Data compression and deduplication have humble beginnings as optional add-ons for capacity-challenged companies, but in the modern era, they are must-have features for almost all storage systems. Together, they have helped to usher in an era of high-performance flash storage that maintains at least a semblance of pricing sanity. Without them, it's unlikely the flash revolution would have been nearly as pervasive.
These technologies, however, are sometimes controversial when it comes to determining their impact. The capacity impact of both compression and deduplication is highly dependent on the underlying data being managed. What is sometimes overlooked is the fact that they can have both a positive and a negative effect on storage performance.
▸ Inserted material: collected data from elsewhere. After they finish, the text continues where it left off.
PR #327, opened 2026-07-07
Fix batched RGF currents and add dense bond current

### LINKED ISSUE #67: De-coupling further of RGF and linear solver
<a href="https://github.com/vincent-maillou"></img></a> **Issue by [vincent-maillou](https://github.com/vincent-maillou)**
_Friday Feb 14, 2025 at 11:14 GMT_
_Originally opened as https://github.com/vincent-maillou/qttools/issues/90_

----

At the end, aren't the green’s function solver.. Solvers for the green's function? Meaning that yes there is a physical embedding at some point, may it be OBC or Meir-Wingreen current computation.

On the negative front, both compression and deduplication can require significant CPU resources in order to work their magic. For deduplication, as blocks of data are fed into the storage system, each one is fingerprinted and checked against a master fingerprint table called a hash table. If a fingerprint already exists, that means the data block already exists on the storage system and the data isn't written again. If the fingerprint doesn't exist, the data is written as usual.
This fingerprint-checking process can impose some increased latency on storage write operations -- although, with advances in modern storage systems, this is practically negligible. The deduplication engine itself requires CPU cycles to process the lookup, so it may have some effect on other storage operations. That said, modern CPUs are multicore behemoths that have cycles to spare. In the past, this may have been a consideration more than it is today. Older processors were far less efficient than those in use now.
From there, whether deduplication is a positive or negative from a performance perspective becomes a bit murkier and is dependent on the data itself. If there is a lot of duplication in data, deduplication can be a net positive since you can basically throw away more write operations. Write operations tend to be the slowest variety, so the fewer you have to perform, the less the performance hit you take. For regular workloads, you simply have to make a judgment call: Is the negligible performance impact outweighed by the capacity savings you experience?
Compression is a similar story. You achieve reduced storage capacity outcomes at the expense of some CPU cycles. In this case, the underlying data types matter a lot. If you are trying to store data that's already compressed, like certain video and photo formats, compression won't actually yield any savings, so you'll just be wasting CPU cycles trying to get more gains that won't come to fruition. On compressible data, though, you need to make a similar assessment as with deduplication: Is the potential for CPU impact worth the capacity gain?
The best method to determine whether compression and deduplication are right for you is to test them and see what their impact is in terms of cost and performance.